• **The problem**
Keep only the lines of the data below that contain "will", and copy them.

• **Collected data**
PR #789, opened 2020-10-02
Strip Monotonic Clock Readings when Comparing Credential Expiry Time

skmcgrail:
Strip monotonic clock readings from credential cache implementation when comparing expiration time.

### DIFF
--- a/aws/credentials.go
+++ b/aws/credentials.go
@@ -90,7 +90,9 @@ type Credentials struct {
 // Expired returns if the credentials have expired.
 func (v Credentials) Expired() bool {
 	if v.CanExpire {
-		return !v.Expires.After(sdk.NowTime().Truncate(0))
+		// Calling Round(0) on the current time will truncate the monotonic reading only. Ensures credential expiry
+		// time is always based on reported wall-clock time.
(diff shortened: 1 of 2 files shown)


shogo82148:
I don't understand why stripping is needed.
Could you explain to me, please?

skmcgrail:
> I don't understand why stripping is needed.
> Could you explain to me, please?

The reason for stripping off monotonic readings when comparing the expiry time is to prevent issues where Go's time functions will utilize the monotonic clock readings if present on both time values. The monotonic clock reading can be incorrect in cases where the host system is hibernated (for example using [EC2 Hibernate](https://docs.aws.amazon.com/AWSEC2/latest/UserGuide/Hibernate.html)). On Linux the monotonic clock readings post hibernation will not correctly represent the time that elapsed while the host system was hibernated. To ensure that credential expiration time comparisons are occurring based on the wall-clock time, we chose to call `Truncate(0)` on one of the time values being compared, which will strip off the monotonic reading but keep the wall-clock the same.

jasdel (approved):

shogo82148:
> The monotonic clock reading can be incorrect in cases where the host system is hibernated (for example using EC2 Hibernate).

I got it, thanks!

==

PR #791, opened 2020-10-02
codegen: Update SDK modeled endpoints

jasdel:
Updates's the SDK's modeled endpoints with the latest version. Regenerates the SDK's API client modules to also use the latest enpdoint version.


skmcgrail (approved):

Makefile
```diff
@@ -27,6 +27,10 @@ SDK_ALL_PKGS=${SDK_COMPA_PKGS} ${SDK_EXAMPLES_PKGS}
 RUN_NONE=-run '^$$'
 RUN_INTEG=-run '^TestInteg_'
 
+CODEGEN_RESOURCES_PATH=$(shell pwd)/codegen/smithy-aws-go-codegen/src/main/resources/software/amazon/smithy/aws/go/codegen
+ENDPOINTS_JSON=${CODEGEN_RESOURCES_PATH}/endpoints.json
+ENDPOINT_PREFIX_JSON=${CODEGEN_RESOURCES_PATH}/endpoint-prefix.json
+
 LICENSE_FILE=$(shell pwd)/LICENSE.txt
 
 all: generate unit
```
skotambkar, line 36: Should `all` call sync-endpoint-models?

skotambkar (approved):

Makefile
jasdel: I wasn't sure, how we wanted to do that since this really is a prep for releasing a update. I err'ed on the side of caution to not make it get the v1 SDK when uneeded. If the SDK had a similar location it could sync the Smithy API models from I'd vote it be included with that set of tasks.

* * *

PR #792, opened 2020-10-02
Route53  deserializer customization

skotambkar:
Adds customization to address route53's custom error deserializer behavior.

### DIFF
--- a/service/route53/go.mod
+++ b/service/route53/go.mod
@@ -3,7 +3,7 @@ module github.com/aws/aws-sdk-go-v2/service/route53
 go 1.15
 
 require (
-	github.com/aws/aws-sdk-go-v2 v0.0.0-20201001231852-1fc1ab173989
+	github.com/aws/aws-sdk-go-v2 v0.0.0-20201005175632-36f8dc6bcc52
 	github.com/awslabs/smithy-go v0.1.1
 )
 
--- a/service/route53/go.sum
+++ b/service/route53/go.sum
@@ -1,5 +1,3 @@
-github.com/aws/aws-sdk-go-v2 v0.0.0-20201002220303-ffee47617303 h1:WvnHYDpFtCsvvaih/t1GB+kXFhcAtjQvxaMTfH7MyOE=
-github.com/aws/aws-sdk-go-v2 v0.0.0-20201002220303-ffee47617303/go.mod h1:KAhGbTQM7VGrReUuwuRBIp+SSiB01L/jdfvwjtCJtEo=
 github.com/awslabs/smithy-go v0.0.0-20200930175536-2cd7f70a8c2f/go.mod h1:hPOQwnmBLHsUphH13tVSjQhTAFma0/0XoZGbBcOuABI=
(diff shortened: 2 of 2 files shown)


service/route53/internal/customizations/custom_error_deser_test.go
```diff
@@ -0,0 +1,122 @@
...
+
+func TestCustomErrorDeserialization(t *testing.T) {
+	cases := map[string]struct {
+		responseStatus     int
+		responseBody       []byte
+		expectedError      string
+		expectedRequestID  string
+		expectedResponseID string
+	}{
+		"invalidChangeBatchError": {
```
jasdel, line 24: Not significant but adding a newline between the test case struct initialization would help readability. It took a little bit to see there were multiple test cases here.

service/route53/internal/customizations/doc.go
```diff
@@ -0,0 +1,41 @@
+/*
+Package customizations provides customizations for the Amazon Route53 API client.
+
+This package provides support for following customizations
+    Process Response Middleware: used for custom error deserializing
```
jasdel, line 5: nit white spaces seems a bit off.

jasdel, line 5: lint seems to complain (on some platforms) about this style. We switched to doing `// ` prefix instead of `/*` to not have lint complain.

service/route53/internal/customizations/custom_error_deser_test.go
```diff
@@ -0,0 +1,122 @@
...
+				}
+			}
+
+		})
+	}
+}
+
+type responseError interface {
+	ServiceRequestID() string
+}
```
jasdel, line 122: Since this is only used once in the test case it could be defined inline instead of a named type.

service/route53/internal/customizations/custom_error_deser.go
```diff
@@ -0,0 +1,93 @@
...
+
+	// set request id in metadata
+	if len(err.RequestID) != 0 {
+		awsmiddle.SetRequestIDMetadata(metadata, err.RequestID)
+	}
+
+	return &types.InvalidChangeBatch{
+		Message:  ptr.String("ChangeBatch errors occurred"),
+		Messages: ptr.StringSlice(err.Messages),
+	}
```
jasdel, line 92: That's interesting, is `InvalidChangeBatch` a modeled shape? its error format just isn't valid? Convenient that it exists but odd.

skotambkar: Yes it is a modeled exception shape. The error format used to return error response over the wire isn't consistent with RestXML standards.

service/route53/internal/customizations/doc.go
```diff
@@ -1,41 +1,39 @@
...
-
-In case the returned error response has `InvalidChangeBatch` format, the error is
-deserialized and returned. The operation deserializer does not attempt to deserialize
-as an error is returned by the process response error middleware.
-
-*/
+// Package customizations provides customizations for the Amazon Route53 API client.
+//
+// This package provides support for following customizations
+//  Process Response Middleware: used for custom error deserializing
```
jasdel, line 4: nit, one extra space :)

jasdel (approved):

• **Answer space**
+		// Calling Round(0) on the current time will truncate the monotonic reading only. Ensures credential expiry
The reason for stripping off monotonic readings when comparing the expiry time is to prevent issues where Go's time functions will utilize the monotonic clock readings if present on both time values. The monotonic clock reading can be incorrect in cases where the host system is hibernated (for example using [EC2 Hibernate](https://docs.aws.amazon.com/AWSEC2/latest/UserGuide/Hibernate.html)). On Linux the monotonic clock readings post hibernation will not correctly represent the time that elapsed while the host system was hibernated. To ensure that credential expiration time comparisons are occurring based on the wall-clock time, we chose to call `Truncate(0)` on one of the time values being compared, which will strip off the monotonic reading but keep the wall-clock the same.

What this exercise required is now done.